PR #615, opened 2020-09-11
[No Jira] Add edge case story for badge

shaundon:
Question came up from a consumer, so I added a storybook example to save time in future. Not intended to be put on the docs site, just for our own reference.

——————————

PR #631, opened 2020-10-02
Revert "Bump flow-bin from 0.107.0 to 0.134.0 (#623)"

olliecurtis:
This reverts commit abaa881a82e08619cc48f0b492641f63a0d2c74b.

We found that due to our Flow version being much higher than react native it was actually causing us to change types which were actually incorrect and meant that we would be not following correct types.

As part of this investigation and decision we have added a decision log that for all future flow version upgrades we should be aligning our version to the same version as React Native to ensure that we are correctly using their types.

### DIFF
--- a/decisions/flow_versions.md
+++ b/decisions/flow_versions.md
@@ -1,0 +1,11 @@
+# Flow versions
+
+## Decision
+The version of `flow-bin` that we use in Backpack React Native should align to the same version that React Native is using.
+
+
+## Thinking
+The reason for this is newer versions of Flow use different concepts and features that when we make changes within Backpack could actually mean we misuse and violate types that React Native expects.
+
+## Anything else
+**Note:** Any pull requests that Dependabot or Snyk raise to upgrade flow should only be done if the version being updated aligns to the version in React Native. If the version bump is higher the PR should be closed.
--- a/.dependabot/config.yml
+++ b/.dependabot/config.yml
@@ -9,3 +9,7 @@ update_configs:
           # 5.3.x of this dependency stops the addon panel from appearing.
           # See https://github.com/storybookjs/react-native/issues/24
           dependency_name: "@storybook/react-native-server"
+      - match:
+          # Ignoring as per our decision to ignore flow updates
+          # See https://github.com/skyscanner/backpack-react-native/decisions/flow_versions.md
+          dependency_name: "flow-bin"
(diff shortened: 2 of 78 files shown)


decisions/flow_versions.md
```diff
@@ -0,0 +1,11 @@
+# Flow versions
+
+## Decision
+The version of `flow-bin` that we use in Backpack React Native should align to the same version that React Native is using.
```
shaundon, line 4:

——————————

- _Work task_:
Pick every line from the listing holding the string "being", and copy it.

- _Response_:
We found that due to our Flow version being much higher than react native it was actually causing us to change types which were actually incorrect and meant that we would be not following correct types.
+**Note:** Any pull requests that Dependabot or Snyk raise to upgrade flow should only be done if the version being updated aligns to the version in React Native. If the version bump is higher the PR should be closed.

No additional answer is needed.